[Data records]
== Segment start ==

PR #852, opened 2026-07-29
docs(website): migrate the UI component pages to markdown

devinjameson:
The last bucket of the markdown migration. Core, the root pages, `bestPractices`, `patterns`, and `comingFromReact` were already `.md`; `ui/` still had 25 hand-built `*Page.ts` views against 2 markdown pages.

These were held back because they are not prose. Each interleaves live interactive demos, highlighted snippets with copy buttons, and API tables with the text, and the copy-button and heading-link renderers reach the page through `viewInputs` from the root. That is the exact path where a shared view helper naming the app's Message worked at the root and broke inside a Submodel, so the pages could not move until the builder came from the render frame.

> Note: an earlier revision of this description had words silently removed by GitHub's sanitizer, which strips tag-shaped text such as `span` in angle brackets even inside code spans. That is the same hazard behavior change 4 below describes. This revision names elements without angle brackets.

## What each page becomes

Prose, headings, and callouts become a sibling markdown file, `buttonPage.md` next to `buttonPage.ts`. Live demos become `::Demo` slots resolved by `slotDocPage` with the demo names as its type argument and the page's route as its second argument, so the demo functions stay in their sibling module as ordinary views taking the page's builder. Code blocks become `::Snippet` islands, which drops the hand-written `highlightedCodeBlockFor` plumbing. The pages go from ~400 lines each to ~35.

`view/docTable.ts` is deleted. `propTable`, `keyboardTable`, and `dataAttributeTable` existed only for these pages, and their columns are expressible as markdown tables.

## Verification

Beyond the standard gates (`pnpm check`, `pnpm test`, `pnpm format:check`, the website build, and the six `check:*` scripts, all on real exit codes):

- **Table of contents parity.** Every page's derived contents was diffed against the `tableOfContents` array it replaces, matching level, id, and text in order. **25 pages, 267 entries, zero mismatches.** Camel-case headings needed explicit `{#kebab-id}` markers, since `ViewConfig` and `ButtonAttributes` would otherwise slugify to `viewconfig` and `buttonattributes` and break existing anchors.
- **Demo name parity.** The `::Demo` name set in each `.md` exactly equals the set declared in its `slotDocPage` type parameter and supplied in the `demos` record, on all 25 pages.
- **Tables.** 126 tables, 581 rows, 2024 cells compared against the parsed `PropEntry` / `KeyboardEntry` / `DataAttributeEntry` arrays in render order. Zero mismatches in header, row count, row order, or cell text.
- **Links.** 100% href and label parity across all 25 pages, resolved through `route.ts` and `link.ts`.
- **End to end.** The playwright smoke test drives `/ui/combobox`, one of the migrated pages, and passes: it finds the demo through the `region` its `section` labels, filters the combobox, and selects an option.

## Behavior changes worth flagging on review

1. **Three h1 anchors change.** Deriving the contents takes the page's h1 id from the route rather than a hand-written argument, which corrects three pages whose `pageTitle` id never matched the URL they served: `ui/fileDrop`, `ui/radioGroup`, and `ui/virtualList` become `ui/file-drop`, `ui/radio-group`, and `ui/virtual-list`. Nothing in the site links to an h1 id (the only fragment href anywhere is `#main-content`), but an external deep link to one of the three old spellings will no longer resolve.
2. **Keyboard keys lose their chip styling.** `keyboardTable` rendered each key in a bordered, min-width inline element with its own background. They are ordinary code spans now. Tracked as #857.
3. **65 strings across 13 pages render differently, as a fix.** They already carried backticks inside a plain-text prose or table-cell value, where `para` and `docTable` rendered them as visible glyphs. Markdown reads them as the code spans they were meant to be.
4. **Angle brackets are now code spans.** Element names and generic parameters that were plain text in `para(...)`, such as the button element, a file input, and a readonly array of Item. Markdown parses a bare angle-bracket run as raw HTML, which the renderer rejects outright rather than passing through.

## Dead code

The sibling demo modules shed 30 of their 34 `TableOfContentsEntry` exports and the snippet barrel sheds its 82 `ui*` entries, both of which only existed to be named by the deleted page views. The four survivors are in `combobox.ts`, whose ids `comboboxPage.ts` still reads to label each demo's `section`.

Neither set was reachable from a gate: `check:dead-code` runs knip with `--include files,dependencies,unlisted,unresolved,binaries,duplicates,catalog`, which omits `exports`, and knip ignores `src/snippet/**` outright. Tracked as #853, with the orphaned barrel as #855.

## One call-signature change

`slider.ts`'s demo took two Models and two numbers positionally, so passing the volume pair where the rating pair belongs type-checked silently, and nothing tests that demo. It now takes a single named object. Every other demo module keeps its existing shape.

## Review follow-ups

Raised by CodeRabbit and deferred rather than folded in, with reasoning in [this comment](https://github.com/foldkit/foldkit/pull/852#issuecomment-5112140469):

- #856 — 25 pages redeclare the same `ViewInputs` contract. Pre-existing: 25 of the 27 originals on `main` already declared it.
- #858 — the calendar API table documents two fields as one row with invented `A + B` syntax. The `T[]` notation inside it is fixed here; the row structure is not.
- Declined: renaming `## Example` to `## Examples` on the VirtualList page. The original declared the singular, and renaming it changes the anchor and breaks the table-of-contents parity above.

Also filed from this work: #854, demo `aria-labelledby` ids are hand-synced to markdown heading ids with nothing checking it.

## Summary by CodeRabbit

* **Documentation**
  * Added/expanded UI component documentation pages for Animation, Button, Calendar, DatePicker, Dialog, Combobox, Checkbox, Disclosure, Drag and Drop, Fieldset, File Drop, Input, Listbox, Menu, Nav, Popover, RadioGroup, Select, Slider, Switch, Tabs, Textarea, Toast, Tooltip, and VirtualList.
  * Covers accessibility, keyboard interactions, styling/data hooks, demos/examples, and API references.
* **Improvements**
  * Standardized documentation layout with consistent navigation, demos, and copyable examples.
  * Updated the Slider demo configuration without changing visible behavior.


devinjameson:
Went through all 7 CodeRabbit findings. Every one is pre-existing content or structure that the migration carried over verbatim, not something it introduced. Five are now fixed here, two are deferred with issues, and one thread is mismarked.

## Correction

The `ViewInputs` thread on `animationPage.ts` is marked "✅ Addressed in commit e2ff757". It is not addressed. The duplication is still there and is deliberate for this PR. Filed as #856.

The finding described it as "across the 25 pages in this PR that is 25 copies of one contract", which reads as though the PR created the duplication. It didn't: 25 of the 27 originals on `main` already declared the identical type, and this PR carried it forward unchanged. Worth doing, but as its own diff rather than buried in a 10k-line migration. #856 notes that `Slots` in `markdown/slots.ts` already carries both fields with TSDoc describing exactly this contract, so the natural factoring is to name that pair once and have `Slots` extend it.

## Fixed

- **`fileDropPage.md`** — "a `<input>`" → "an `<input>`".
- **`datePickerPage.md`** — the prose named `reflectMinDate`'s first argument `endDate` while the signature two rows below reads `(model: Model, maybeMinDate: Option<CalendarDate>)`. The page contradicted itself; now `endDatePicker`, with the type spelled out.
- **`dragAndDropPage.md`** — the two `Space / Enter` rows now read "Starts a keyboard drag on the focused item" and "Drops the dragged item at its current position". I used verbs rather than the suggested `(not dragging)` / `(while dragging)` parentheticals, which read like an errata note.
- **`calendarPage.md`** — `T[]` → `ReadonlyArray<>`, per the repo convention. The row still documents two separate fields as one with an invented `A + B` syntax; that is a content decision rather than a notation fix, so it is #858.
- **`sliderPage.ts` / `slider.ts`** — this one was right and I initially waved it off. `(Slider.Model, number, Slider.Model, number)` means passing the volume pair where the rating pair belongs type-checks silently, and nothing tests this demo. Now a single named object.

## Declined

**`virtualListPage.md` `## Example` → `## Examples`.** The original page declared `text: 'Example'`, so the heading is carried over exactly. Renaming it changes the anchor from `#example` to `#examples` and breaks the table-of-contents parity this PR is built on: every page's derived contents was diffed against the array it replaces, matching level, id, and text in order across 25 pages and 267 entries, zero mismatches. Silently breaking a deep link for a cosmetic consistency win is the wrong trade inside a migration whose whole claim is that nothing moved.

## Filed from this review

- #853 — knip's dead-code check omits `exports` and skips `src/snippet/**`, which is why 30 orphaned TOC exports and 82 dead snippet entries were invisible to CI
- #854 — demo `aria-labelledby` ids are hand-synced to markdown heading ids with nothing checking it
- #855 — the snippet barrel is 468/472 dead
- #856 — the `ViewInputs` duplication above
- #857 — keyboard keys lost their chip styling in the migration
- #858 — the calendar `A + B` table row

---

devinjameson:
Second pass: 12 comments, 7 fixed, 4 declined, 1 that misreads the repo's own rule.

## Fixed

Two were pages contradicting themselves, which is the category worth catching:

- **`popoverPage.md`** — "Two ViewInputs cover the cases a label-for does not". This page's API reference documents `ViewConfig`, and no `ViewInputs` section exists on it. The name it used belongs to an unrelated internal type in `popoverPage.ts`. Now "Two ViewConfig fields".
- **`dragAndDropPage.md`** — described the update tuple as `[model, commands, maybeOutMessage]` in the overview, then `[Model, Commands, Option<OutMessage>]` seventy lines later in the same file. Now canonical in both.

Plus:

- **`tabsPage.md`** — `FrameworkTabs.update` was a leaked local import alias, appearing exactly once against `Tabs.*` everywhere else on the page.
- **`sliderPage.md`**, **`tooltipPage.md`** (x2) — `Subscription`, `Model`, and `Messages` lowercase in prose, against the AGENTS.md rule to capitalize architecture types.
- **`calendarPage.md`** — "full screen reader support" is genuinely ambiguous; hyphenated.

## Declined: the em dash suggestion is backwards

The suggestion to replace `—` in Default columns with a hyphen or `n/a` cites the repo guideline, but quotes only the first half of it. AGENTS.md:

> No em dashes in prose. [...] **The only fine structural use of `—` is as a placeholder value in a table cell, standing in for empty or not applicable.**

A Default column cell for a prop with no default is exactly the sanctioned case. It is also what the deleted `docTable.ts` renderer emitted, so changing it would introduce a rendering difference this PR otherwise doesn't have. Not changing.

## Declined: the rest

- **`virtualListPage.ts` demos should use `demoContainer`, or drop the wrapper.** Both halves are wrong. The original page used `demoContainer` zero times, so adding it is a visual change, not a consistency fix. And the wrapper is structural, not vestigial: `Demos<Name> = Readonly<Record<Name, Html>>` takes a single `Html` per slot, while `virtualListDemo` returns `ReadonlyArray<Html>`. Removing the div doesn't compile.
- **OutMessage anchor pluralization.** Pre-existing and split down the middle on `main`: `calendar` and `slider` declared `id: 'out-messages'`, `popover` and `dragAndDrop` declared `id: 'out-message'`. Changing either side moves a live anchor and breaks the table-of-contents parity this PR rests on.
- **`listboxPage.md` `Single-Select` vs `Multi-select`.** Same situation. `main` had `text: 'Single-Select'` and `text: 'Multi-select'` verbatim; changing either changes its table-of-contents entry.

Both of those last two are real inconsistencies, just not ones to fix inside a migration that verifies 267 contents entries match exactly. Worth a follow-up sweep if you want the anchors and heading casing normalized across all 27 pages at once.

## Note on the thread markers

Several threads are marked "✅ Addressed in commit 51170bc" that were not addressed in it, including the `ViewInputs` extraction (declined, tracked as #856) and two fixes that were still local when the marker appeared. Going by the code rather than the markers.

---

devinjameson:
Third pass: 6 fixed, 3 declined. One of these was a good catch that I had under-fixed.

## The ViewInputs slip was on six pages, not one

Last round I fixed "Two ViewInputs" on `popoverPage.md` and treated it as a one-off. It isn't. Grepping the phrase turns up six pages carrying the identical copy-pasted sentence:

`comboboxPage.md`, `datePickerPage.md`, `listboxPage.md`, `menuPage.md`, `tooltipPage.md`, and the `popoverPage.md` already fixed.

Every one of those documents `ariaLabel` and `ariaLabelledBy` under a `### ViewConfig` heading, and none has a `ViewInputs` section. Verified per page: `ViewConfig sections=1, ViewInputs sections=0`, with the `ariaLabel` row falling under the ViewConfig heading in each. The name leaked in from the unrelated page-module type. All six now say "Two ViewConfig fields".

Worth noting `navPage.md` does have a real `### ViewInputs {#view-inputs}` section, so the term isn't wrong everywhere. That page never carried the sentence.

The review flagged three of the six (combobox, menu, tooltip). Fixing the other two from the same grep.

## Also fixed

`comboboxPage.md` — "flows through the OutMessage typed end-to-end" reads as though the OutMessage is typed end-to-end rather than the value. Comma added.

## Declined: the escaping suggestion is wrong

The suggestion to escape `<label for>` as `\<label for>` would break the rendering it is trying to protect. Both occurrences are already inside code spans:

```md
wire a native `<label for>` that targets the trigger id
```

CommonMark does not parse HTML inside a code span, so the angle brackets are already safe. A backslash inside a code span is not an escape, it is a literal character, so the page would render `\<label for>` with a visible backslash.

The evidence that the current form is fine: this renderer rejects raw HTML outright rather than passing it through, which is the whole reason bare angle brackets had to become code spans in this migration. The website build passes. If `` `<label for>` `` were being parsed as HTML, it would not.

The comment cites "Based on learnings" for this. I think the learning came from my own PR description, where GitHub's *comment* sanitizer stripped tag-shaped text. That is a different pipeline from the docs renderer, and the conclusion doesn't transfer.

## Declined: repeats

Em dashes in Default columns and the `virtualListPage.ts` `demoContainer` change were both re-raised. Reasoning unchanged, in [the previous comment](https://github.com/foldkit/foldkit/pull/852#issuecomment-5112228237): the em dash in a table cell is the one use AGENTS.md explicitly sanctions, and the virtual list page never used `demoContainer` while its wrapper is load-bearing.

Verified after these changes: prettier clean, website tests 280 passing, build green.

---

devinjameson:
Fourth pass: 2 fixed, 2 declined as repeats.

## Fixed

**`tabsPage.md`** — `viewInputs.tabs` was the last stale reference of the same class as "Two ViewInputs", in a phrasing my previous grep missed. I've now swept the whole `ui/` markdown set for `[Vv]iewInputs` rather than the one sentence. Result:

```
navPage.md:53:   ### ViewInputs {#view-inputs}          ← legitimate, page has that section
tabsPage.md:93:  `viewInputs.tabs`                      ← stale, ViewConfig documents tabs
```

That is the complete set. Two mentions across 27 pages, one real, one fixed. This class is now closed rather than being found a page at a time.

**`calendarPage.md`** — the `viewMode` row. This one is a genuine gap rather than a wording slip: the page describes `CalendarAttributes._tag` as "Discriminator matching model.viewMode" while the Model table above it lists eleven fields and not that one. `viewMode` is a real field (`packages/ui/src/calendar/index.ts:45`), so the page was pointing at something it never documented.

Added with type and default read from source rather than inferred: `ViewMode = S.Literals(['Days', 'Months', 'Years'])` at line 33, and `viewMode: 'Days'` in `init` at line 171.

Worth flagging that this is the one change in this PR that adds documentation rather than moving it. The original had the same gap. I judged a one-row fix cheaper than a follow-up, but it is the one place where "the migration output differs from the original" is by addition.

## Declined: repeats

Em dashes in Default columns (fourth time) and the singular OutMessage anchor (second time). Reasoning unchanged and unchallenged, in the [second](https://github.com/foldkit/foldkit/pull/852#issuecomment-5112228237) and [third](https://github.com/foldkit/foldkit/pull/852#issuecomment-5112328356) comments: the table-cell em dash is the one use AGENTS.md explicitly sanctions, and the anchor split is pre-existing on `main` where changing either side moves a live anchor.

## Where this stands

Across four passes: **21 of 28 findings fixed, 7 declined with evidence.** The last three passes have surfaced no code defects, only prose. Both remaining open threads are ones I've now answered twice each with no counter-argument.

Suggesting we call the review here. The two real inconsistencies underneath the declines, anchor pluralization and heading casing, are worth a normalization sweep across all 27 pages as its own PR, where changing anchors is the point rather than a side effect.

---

== Segment end ==

### TASK ITEM
Retype the records above exactly, from their first line through the line that contains "The last bucket", and stop there.

### RESPONSE BELOW
PR #852, opened 2026-07-29
docs(website): migrate the UI component pages to markdown

devinjameson:
The last bucket of the markdown migration. Core, the root pages, `bestPractices`, `patterns`, and `comingFromReact` were already `.md`; `ui/` still had 25 hand-built `*Page.ts` views against 2 markdown pages.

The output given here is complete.